Stability of a moving radial liquid sheet: Time-dependent equations

Abstract

We study the stability of a radial liquid sheet produced by head-on impingement of two equal laminar liquid jets. Linear stability equations are derived from the inviscid flow equations for a radially expanding sheet that govern the time-dependent evolution of the two liquid interfaces. The analysis accounts for the varying liquid sheet thickness while the inertial effects due to the surrounding gas phase are ignored. The analysis results in stability equations for the sinuous and the varicose modes of sheet deformation that are decoupled at the lowest order of approximation. When the sheet is excited at a fixed frequency, a small sinuous displacement introduced at the point of impingement grows as it is convected downstream suggesting that the sheet is unstable at all Weber numbers (We ≡ ρlU2h/σ) in the absence of the gas phase.

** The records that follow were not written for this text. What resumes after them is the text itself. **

PR #2824, opened 2017-07-12
Adding multi-level SDK look-up tests: SDK Muxer

ghost:
When the 'current' and 'user' directories were removed from consideration for the SDK Muxer; just the 'exe' directory was left as a viable directory to search for an SDK - therefore, SDK multi-level lookups could not be tested. Adding a faux 'global' directory so we can properly test multi-level SDK look-ups.

@dotnet/dotnet-cli

### DIFF
--- a/src/test/HostActivationTests/GivenThatICareAboutMultilevelSDKLookup.cs
+++ b/src/test/HostActivationTests/GivenThatICareAboutMultilevelSDKLookup.cs
@@ -2,6 +2,7 @@ using System;
 using System.Collections.Generic;
 using System.IO;
 using System.Linq;
+using System.Threading;
 using Microsoft.DotNet.InternalAbstractions;
 using Xunit;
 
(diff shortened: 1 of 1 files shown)


src/test/HostActivationTests/GivenThatICareAboutMultilevelSDKLookup.cs
```diff
@@ -23,12 +23,15 @@ public class GivenThatICareAboutMultilevelSDKLookup
         private string _currentWorkingDir;
```
wli3: Off topic discussion, the name of the file is hilarious. "Given" part should be an abbreviation of the test set up. In this case, Given mockDirsOfDifferentLevelAndTestProject

src/test/HostActivationTests/GivenThatICareAboutMultilevelSDKLookup.cs
```diff
@@ -95,6 +101,86 @@ public GivenThatICareAboutMultilevelSDKLookup()
...
+
+            // Add some dummy versions
+            AddAvailableSdkVersions(_globalSdkBaseDir, "9999.0.1");
+
+            // Specified CLI version: none
+            // CWD: empty
+            // User: empty
+            // Exe: 9999.0.0, 9999.0.0-dummy
+            // global: 9999.0.0, 9999.0.1
+            // Expected: 9999.0.1 from global dir
```
steveharter: Won't it look in Exe location before global?

johnbeisner:
The faux 'global' directory is not working as I expected; closing the PR.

Here, ρl is the density of the liquid, U is the speed of the liquid jet, h is the local sheet thickness, and σ is the surface tension. The sinuous disturbance diverges at We = 2 which sets the size of the sheet, in agreement with the results of Taylor [“The dynamics of thin sheets of fluid. III. Disintegration of fluid sheets,” Proc. R. Soc. London, Ser. A 253, 313 (1959)]. Asymptotic analysis of the sinuous mode for all frequencies shows that the disturbance amplitude diverges inversely with the distance from the edge of the sheet. The varicose waves, on the other hand, are neutrally stable at all frequencies and are convected at the speed of the liquid jet.